From the point of view of equity I want to explain what this will mean. It will mean that the information base will be open to everybody. It will mean that the GP will be on hand to assist everyone to use that information. It will mean that people will be able to make decisions that fit into their own lives and their own calendars. Not just those who know a hospital consultant – but everybody for every referral.
That’s why our approaches to increasing choice and increasing equity go hand in hand. We can only improve equity by equalising the information and the capacity to choose. And we can only provide those choices when we have increased the capacity of the NHS.
I know some believe that providing everyone with choice automatically biases the system against those who are socially disadvantaged and will lead to inequity. There are two problems with that position. First, as I’ve said, the existing system of not providing everyone with choice has not created equity.
They are wrong for a second reason. Working people, poorer people, people who have disadvantages in their lives are quite capable of making difficult choices. Living the lives that they lead, they make very difficult choices every day.
– Trying to make the most of a small income.
– Coping with a world where English is not your main language.
– Trying to tussle through a bureaucratic maze to get your rights.

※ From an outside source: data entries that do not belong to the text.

PR #300, opened 2023-06-19
Add pipeline invalidation

drblallo:
Replace the stub implementation of invalidation with the proper implementation. A ReadPathCache is added to each global so that it can keep tracks of what target are associated to which read paths.


include/revng/Pipeline/Committer.h
```diff
@@ -0,0 +1,24 @@
+#pragma once
+//
```
aleclearmind, line 2:
```suggestion

//
```

lib/Lift/LiftPipe.cpp
```diff
@@ -44,6 +45,8 @@ void Lift::run(Context &Ctx,
   PM.add(new LoadBinaryWrapperPass(Buffer->getBuffer()));
   PM.add(new LiftPass);
   PM.run(TargetsList.getModule());
+  // for (auto &Target : TargetsList.enumerate())
+  // Committer.commit(Target, TargetsList.name());
```
aleclearmind, line 49: Uh?

lib/Pipeline/Global.cpp
```diff
@@ -18,7 +18,34 @@ using namespace std;
...
+
+  PathCache = std::move(*MaybeCache);
+  return llvm::Error::success();
+}
+
+llvm::Error Global::serializeCache(llvm::raw_ostream &OS) const {
+  return getPathCache().serialize(OS);
+}
+
+Error Global::storeToDisk(StringRef Path, bool StoreCache) const {
```
aleclearmind, line 37: I'd make storing the cache mandatory. Let's not have potentially harmful configuration options unless we have a good reason for them.

include/revng/Pipeline/Context.h
```diff
@@ -120,11 +123,47 @@ class Context {
...
+  void collectReadFields(const LocatedTarget &Target) const {
+    Globals.collectReadFields(Target);
+  }
+
+  void clearReadFields() const { Globals.clearReadFields(); }
+  void pushReadFields() const { Globals.pushReadFields(); }
+  void popReadFields() const { Globals.popReadFields(); }
+  void stopTracking() const { Globals.stopTracking(); }
+
+  Committer makeCommitter() { return Committer(*this, CurrentStepName); }
```
aleclearmind, line 163: The whole `Committer` infrastructure is undocumented but it's very important for devs to understand it.

Please thoroughly document it, possibly with examples.

include/revng/Pipeline/Context.h
```diff
@@ -120,11 +123,47 @@ class Context {
 
 public:
   llvm::Error storeToDisk(llvm::StringRef Path) const {
-    return Globals.storeToDisk(Path);
+    if (auto Error = Globals.storeToDisk(Path); Error)
+      return Error;
+
+    return llvm::Error::success();
```
aleclearmind, line 129: Isn't this a more verbose version of what was there previously?

Same below.

include/revng/Pipeline/Context.h
```diff
@@ -120,11 +123,47 @@ class Context {
...
+  }
+
+public:
+  void getTargetsAssociatedToPaths(const TupleTreePath &Path,
+                                   InvalidationMap &Out) const {
+    for (auto &Name : Globals.getGlobalNames()) {
+      llvm::cantFail(Globals.get(Name))->getTargetsAssociatedToPaths(Path, Out);
+    }
   }
```
aleclearmind, line 145: I understand why you might want `Global::getTargetsAssociatedToPaths` to take an `InvalidationMap` as an out argument, as opposed to returning it, but I think `Context::getTargetsAssociatedToPaths` can return it.

include/revng/Pipeline/Context.h
```diff
@@ -120,11 +123,47 @@ class Context {
...
+      return Error;
+
+    return llvm::Error::success();
+  }
+
+public:
+  void getTargetsAssociatedToPaths(const TupleTreePath &Path,
+                                   InvalidationMap &Out) const {
+    for (auto &Name : Globals.getGlobalNames()) {
+      llvm::cantFail(Globals.get(Name))->getTargetsAssociatedToPaths(Path, Out);
```
aleclearmind, line 143: `llvm::cantFail(Globals.get(Name))` is weird. Can't we have `GlobalsMap` expose the list of globals without going through names?

include/revng/Pipeline/Context.h
```diff
@@ -120,11 +123,47 @@ class Context {
...
+  void clearReadFields() const { Globals.clearReadFields(); }
+  void pushReadFields() const { Globals.pushReadFields(); }
+  void popReadFields() const { Globals.popReadFields(); }
+  void stopTracking() const { Globals.stopTracking(); }
+
+  Committer makeCommitter() { return Committer(*this, CurrentStepName); }
+
+  void setCurrentStepName(llvm::StringRef NewName) {
+    CurrentStepName = NewName;
+  }
```
aleclearmind, line 167: A `Context` should not have a "current step", this seems like an hack. Maybe we can pass to `MyPipe::run` an instance of `Committer` so we give the right dignity to invalidation?

aleclearmind (changes requested):

share/revng/test/configuration/revng/revng.yml
```diff
@@ -11,11 +11,16 @@ commands:
...
     suffix: .bc
     command: |-
-      revng llvm pipeline "$INPUT" "$OUTPUT" Lift Lift ":Root" --analysis DetectABI;
-      revng llvm pipeline "$OUTPUT" "$OUTPUT" Lift EnforceABI "*:CSVsPromoted";
+      MODEL="$$(temp)";
+      TMP="$$(temp -d)";
+      revng model dump "$INPUT2" -o "$$MODEL";
+      revng analyze DetectABI "$INPUT1" --resume "$$TMP" -m "$$MODEL" -o /dev/null;
+      revng artifact EnforceABI "$INPUT1" --resume "$$TMP" -o /dev/null;
+      revng model inject "$$TMP"/context/model.yml "$$TMP"/EnforceABI/module.ll -o "$OUTPUT";
```
aleclearmind, line 23: Can we have a single commit for the commit dropping `revng llvm pipeline`?

python/revng/cli/_commands/llvm_pipeline.py
```diff
@@ -1,88 +0,0 @@
-#
```
aleclearmind, line 1: Goodbye!

lib/Pipes/RootKind.cpp
```diff
@@ -42,27 +42,6 @@ IsolatedRootKind::symbolToTarget(const llvm::Function &Symbol) const {
   return std::nullopt;
 }
 
-void RootKind::getInvalidations(const Context &Ctx,
```
aleclearmind, line 45: Goodbye

include/revng/Pipeline/ReadPathsCache.h
```diff
@@ -0,0 +1,215 @@
...
+
+class SerializableReadPathCache {
+public:
+  using ValueType = std::pair<pipeline::TargetReadPathsSerializable,
+                              pipeline::ParsableLocatedTarget>;
+  using Vector = std::vector<ValueType>;
+  Vector Data;
+};
+
+class ReadPathCache {
```
aleclearmind, line 123: This is a bit of a loaded name that implies its usages, not what it does "in the void".

Maybe we can call this `PathToTargetBimap` or something along that line?

include/revng/Pipeline/ReadPathsCache.h
```diff
@@ -0,0 +1,215 @@
...
+  static PathSerializationPrimitives make() {
+    PathSerializationPrimitives Primitives;
+    Primitives.Deserialize = &stringAsPath<T>;
+    Primitives.Serialize = &pathAsString<T>;
+    return Primitives;
+  }
+
+  std::optional<TupleTreePath> (*Deserialize)(llvm::StringRef);
+  std::optional<std::string> (*Serialize)(const TupleTreePath &);
+};
```
aleclearmind, line 86: * AFAIU this abstraction used to type-erase `ReadPathCache` from the type of the global variable. Is this correct?
* Can we use a more orthodox `virtual` class? I find this a bit "surprising"

include/revng/Pipeline/ReadPathsCache.h
```diff
@@ -0,0 +1,215 @@
...
+
+  template<TupleTreeCompatibleAndVerifiable T>
+  static ReadPathCache make() {
+    return ReadPathCache(PathSerializationPrimitives::make<T>());
+  }
+
+  void insert(const LocatedTarget &LocatedTarget,
+              const TargetReadPaths &TargetReadPaths) {
+    Map[TargetReadPaths].push_back(LocatedTarget);
+    ReverseMap[LocatedTarget].push_back(TargetReadPaths);
```
aleclearmind, line 145: Can you elaborate on why we need both directions for the map?
It's not obvious to me.

include/revng/Pipeline/ReadPathsCache.h
```diff
@@ -0,0 +1,215 @@
...
+class Context;
+
+class ParsableLocatedTarget {
+public:
+  std::string Content;
+  std::string StepName;
+  std::string ContainerName;
+};
+
+class LocatedTarget {
```
aleclearmind, line 26:
```suggestion
class TargetInStep {
```
?

"location" is a bit of an overloaded term.

include/revng/Pipeline/ReadPathsCache.h
```diff
@@ -0,0 +1,215 @@
...
+    return Primitives;
+  }
+
+  std::optional<TupleTreePath> (*Deserialize)(llvm::StringRef);
+  std::optional<std::string> (*Serialize)(const TupleTreePath &);
+};
+
+class TargetReadPaths {
+private:
+  TupleTreePath Path;
```
aleclearmind, line 90: 1. Why is this class called `TargetReadPaths` (plural) if it holds a single path?
2. Can we drop this class in favor of a plain `TupleTreePath` plus a pair of free functions to serialize/deserialize?
   Maybe instead of free functions these could be methods of `Context` or `Global`?
   There's quite a few classes with non-trivial names but very simple content that make decoding this file rather difficult.

aleclearmind (changes requested):

include/revng/Pipeline/Context.h
drblallo: eh, it is a hack, i guess one could extract the context from the committer? that would change all pipes

include/revng/Pipeline/ReadPathsCache.h
drblallo: we need the one from path to target so that we can figure out who is invalidated when the element pointed by that path changes, when we need the other to be able to compute the hash when we are doing the cold start, as well as to check if a target has been produced without committing it

include/revng/Pipeline/Context.h
drblallo: i would prefer not too because sometimes this is invoked very intensively for a lot of paths different paths, and the result are all accumulated into the same Out invalidation map

include/revng/Pipeline/ReadPathsCache.h
drblallo: i entirely removed the class

lib/Pipeline/Global.cpp
aleclearmind: Let's move to have cache serialized on disk on the side of containers.

include/revng/Pipeline/ReadPathsCache.h
aleclearmind: Please add a `TODO` stating that we can remove one of the two directions of the map once the tracking becomes mandatory ("strict").

For the cold start use case, we can revert the map on demand.

aleclearmind (changes requested):

include/revng/Pipeline/GlobalsMap.h
```diff
@@ -116,6 +131,15 @@ class GlobalsMap {
...
 
+  std::vector<llvm::StringRef> getGlobalNames() const {
+    std::vector<llvm::StringRef> ToReturn;
+
+    for (const auto &Global : Map)
+      ToReturn.push_back(Global.first);
+
+    return ToReturn;
+  }
+
```
aleclearmind, line 142: Now unused

lib/Pipes/TaggedFunctionKind.cpp
```diff
@@ -31,7 +31,7 @@ using namespace llvm;
 
 std::optional<pipeline::Target>
 TaggedFunctionKind::symbolToTarget(const llvm::Function &Symbol) const {
-  if (not Tag->isTagOf(&Symbol) or Symbol.isDeclaration())
+  if (not Tag->isExactTagOf(&Symbol) or Symbol.isDeclaration())
```
aleclearmind, line 34: Here we're fixing a long standing bug, but the commit does not mention it.

The commit message just says "Preliminaries" and includes a set of changes that do not seem strictly related to me. I think one commit can be the one fixing this bug and the other the `stopTracking` thing.

include/revng/Pipes/TaggedFunctionKind.h
```diff
@@ -20,6 +20,16 @@ class TaggedFunctionKind : public pipeline::LLVMKind {
...
 
+  // It is on the heap to avoid Initialization Order Fiasco
+  std::unique_ptr<llvm::SmallVector<TaggedFunctionKind *>> Children = nullptr;
+
+  void registerChild(TaggedFunctionKind *Child) {
+    if (Children == nullptr)
+      Children = std::make_unique<llvm::SmallVector<TaggedFunctionKind *>>();
+
+    Children->push_back(Child);
+  }
```
aleclearmind, line 31: * This commit introduces this function but does not use it.
* I'm confused why we need `children`. `Kind` can already enumerate its children.

include/revng/Model/CollectAccesses.h
```diff
@@ -0,0 +1,53 @@
+#pragma once
```
aleclearmind, line 1: 1. This file does not seem to be included by anyone.
2. Files should have the same name as the "main" thing in a class.
3. This file only contains stuff in the `detail` namespace.

include/revng/Pipeline/PathTargetBimap.h
```diff
@@ -0,0 +1,172 @@
...
+    Primitives.Deserialize = &stringAsPath<T>;
+    Primitives.Serialize = &pathAsString<T>;
+    return Primitives;
+  }
+
+  std::optional<TupleTreePath> (*Deserialize)(llvm::StringRef);
+  std::optional<std::string> (*Serialize)(const TupleTreePath &);
+};
+
+class SerializableReadPathCache {
```
aleclearmind, line 83: A cache is something one introduces for performance reasons containing information that could be otherwise recomputed.

This is not information we can recompute, I'd call it `ReadPathsSet` or if, in principle, it doesn't need to be used only for *read* data I'd just call it `TupleTreePathsSet` or `PathsSet`.

include/revng/Pipeline/PathTargetBimap.h
```diff
@@ -0,0 +1,172 @@
...
+namespace yaml {
+
+// YAML traits for TargetInStep
+template<>
+struct MappingTraits<pipeline::SerializableTargetInStep> {
+  static void
+  mapping(IO &IO, pipeline::SerializableTargetInStep &TargetInStep) {
+    IO.mapRequired("target", TargetInStep.Content);
+    IO.mapRequired("stepName", TargetInStep.StepName);
+    IO.mapRequired("containerName", TargetInStep.ContainerName);
```
aleclearmind, line 150: As a convention we preserve the casing of in-memory fields.

aleclearmind (changes requested):

pfez:
This MR depends on https://github.com/revng/revng/pull/310/commits

It should be merged only after https://github.com/revng/revng/pull/310/commits has been merged too

aleclearmind (changes requested):

include/revng/Pipeline/Committer.h
```diff
@@ -0,0 +1,61 @@
...
+// Example: void SomePipeProducingRootElement(const Context& Ctx, SomeContainer&
+// Container) {
+//   auto Committer = Ctx.getCommitter();
+//   auto RelevantInformations = readSomeFields(getModelFromContext(Ctx));
+//   produceRoot(RelevantInformations, Container);
+//   Ctx.commit(getGeneratedTarget(Container), Container);
+// }
+//
+class Committer {
```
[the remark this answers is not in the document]
drblallo: resolved with the new ExecutionCotext mechanism

include/revng/Pipes/TaggedFunctionKind.h
drblallo: the issue is that the childs in kind are of type Kind and here we need them of type TaggedFunctionKind, and i have not implemented the required stuff to make them upcastable with llvm::cast

aleclearmind (changes requested):

lib/Pipeline/ExecutionContext.cpp
```diff
@@ -0,0 +1,40 @@
...
+#include "revng/Pipeline/Step.h"
+#include "revng/Pipeline/Target.h"
+
+using namespace pipeline;
+
+ExecutionContext::ExecutionContext(Context &Ctx,
+                                   Step &Step,
+                                   PipeWrapper *Pipe) :
+  Ctx(&Ctx), CurrentStep(&Step), Pipe(Pipe) {
+  if (Pipe != nullptr)
```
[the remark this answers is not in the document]
drblallo: added a comment saying that it is null only when executing a analysis

include/revng/Pipeline/ExecutionContext.h
```diff
@@ -0,0 +1,68 @@
...
+//   auto RelevantInformations = readSomeFields(getModelFromContext(Ctx));
+//   produceRoot(RelevantInformations, Container);
+//   Ctx.commit(getGeneratedTarget(Container), Container);
+// }
+//
+class ExecutionContext {
+private:
+  Context *Ctx;
+  Step *CurrentStep;
+  PipeWrapper *Pipe;
```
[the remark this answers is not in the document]
drblallo: they were initialized in the only available constructor, anyway i initialized them inline too.

include/revng/Pipeline/GlobalTupleTreeDiff.h
```diff
@@ -101,7 +113,12 @@ class GlobalTupleTreeDiff {
     return &Casted->getDiff();
   }
 
+  llvm::SmallVector<const TupleTreePath *, 4> getPaths() const {
+    return Diff->getPaths();
+  }
+
```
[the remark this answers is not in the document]
drblallo: i have a forwarding method here because there is no getDiff method. i could drop the entire class, but it is useful to implement clone.

include/revng/Pipeline/Pipe.h
```diff
@@ -198,6 +198,75 @@ class PipeWrapperImpl : public PipeWrapperBase {
...
+  const PathTargetBimap &getPathCache(llvm::StringRef GlobalName) const {
+    revng_assert(PathCache.find(GlobalName) != PathCache.end());
+    return PathCache.find(GlobalName)->second;
+  }
+  PathTargetBimap &getPathCache(llvm::StringRef GlobalName) {
+    return PathCache[GlobalName];
+  }
+};
+
+struct PipeWrapper {
```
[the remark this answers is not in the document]
drblallo: unfortunately we have that strange inheritance structure that was needed to not duplicate code in analysis and pipes, and PipeWrapperBase is not accessible from outside.

include/revng/TupleTree/Tracking.h
```diff
@@ -183,6 +233,11 @@ struct Tracking {
   static void pop(const M &LHS) {
     visitTuple<M, PopVisitor>(LHS);
   }
+
+  template<typename M>
+  static void stop(const M &LHS) {
+    visitTuple<M, StopTrackingVisitor>(LHS);
```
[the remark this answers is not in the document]
drblallo: i not sure i understand the rationale behind this one. how does it differ from  my version?

lib/Lift/LiftPipe.cpp
```diff
@@ -44,6 +44,9 @@ void Lift::run(Context &Ctx,
   PM.add(new LoadBinaryWrapperPass(Buffer->getBuffer()));
   PM.add(new LiftPass);
   PM.run(TargetsList.getModule());
+
+  for (auto &Target : TargetsList.enumerate())
+    Ctx.commit(Target, TargetsList);
```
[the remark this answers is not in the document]
drblallo: the issue with this one is that i don't have a nice way to keep it working if the root target should ever change, say because it changed the name or the kind or something similar. We probably need to take a global decision about this since it will be relevant in other pipes too.

lib/Pipeline/ExecutionContext.cpp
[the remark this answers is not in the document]
aleclearmind: `Pipe` only seems to be used to check if `!= nullptr`. Can we turn this is in something like `bool EnableTracking`?

include/revng/TupleTree/Tracking.h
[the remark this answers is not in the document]
aleclearmind: You don't need a class, you can just use a lambda.

lib/Lift/LiftPipe.cpp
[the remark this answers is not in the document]
aleclearmind: I'm not sure I understand your answer.

aleclearmind (changes requested):

include/revng/Pipeline/Step.h
```diff
@@ -68,26 +68,120 @@ class Step {
...
+    for (auto &Pipe : Pipes) {
+      Pipe.ContainerWiseCache.getTargetsAssociatedToPaths(*Ctx,
+                                                          GlobalName,
+                                                          Path,
+                                                          Out[getName()]);
+    }
+  }
+
+  bool isTargetCached(llvm::StringRef GlobalName,
+                      const TargetInStep &Target) const {
```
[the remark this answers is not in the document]
drblallo: went for `Step::invalidationMetadataContain`, the intent of the method is to query if a existing target has paths associated to it or not, which would mean the user did not commited that target in a pipe

include/revng/TupleTree/Tracking.h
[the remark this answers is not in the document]
drblallo: i don't understand how this is supposed to work.
did you meant
```
visit([]<typename T>(const T &Obj){
   if contexper (IsSetOrKOC<T>) 
     Obj.stopTracking() 
});
```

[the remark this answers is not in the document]
aleclearmind: If that's necessary, yup. But in these cases I'd just use `auto` instead of `<typename T>`.
But yeah, whatever works with lambda is good.

include/revng/Pipeline/PathTargetBimap.h
drblallo: i went for ContainerInvalidationMetadata, as agreed

lib/Pipeline/ExecutionContext.cpp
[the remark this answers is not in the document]
drblallo: i can, but that would imply that you can run a pipe while not tracking, which is not intented. Do i do it anyway?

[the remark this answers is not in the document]
aleclearmind: > you can run a pipe while not tracking

I don't think it's a huge risk.

> Do i do it anyway?

Yes

include/revng/Pipeline/Pipe.h
```diff
@@ -198,6 +198,75 @@ class PipeWrapperImpl : public PipeWrapperBase {
 
 } // namespace detail
 
-using PipeWrapper = InvokableWrapper<detail::PipeWrapperBase>;
+class ContainerToCacheMap {
```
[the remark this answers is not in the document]
drblallo: went for InvalidationMetadata as agreed

include/revng/Pipeline/Global.h
```diff
@@ -149,6 +166,25 @@ class TupleTreeGlobal : public Global {
...
+  }
+
+  void collectReadFields(const TargetInStep &Target,
+                         PathTargetBimap &Out) override {
+    const auto &AsConst = Value;
+    auto Results = revng::Tracking::collect(AsConst);
+    for (auto &Result : Results.ExactVectors)
+      Out.insert(Target, Result);
+    for (auto &Result : Results.ExactVectors)
+      Out.insert(Target, Result);
```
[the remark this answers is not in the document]
drblallo: 1: ok
2: yep, it was a bug
3: we do not need to differentiate between them now, but we will need to differentiate between them when we introduce the hash discriminator when doing the cold start, because exact vectors will need to contribute to the hash in a different way.

lib/Pipeline/ExecutionContext.cpp
```diff
@@ -0,0 +1,40 @@
...
+    getContext().stopTracking();
+}
+
+void ExecutionContext::commit(const Target &Target,
+                              llvm::StringRef ContainerName) {
+  TargetInStep ToCollect(Target, ContainerName.str());
+  getContext().collectReadFields(ToCollect,
+                                 Pipe->ContainerWiseCache.getPathCache());
+
+  getContext().clearReadFields();
```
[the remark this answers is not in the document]
drblallo: i can, but it effectively eats away from the maximum number of possible elements in the stack. Not sure we care about that.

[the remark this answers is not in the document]
aleclearmind: > it effectively eats away from the maximum number of possible elements in the stack

Whta is "it"? push + pop eats only on element on the stack. `clearReadFields` acts only on the topmost one AFAIU.

Alternatively, we can rename `clearReadFields`, but I'm not sure it's easy to come up with a nice name saying that only the topmost layer is dropped.

include/revng/Pipeline/Global.h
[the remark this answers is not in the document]
aleclearmind: 3. Leave a comment about this.

aleclearmind (changes requested):

include/revng/Pipeline/ReadPathsCache.h
aleclearmind: https://github.com/revng/revng/pull/300#discussion_r1285786953

drblallo: i will close this one since i did the thing of dropping Primitives, and there is a equivalent issue down below

include/revng/Pipeline/GlobalTupleTreeDiff.h
```diff
@@ -12,14 +12,18 @@ namespace pipeline {
 class GlobalTupleTreeDiffBase {
 private:
   char *ID;
+  llvm::StringRef GlobalName;
```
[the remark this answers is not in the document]
drblallo: this should no longer be relevant since i rebased on a master which did had you commit

lib/Pipeline/ExecutionContext.cpp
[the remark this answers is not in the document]
drblallo: i considered to implement it with pop followed by push, but that is broken when the stack was empty, since you can't pop a empty stack. i could place a check and not do the pop if it is empty, but i would prefer to keep that as an assertion. i guess clearReadFields works as a name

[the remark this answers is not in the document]
drblallo: i went for clearTop

include/revng/Pipeline/Global.h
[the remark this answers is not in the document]
drblallo: i put the comment on the struct instead of that snippet.

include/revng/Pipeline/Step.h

These are everyday activities for disadvantaged people and they need great capacity to survive and thrive. Such people – if given the information and the support of their GP – will be able to make choices for their health and their health service. And anyone that denies this is simply patronising people.
So we start from a position that recognises a painful truth. 55 years of a ‘uniform service’ has not created equality of access. If we believe in greater equality of access we need to empower not just the few but the many. To do this we need to put the information and support in the hands of every patient and encourage them to take a greater say in where they have their treatment.
The Government this week has been accused of being “ideologically timid”. But the course I have outlined is not for the fainthearted. This is not a hunker in the bunker policy. It is a real challenge to those who mistake the structures of the NHS for its values. If we were not addressing the issue of equity then thinktanks could rightly claim we had “lost our way”. But we have not.
It is by developing choice and capacity in the NHS that Labour will increase equity in health in his country. If we were timid or had lost our way we would not – painfully at times – be reforming the NHS. But this would be the ultimate betrayal of modern working families since a failure to reform the NHS would soon be rightly seen as a failure to defend the NHS.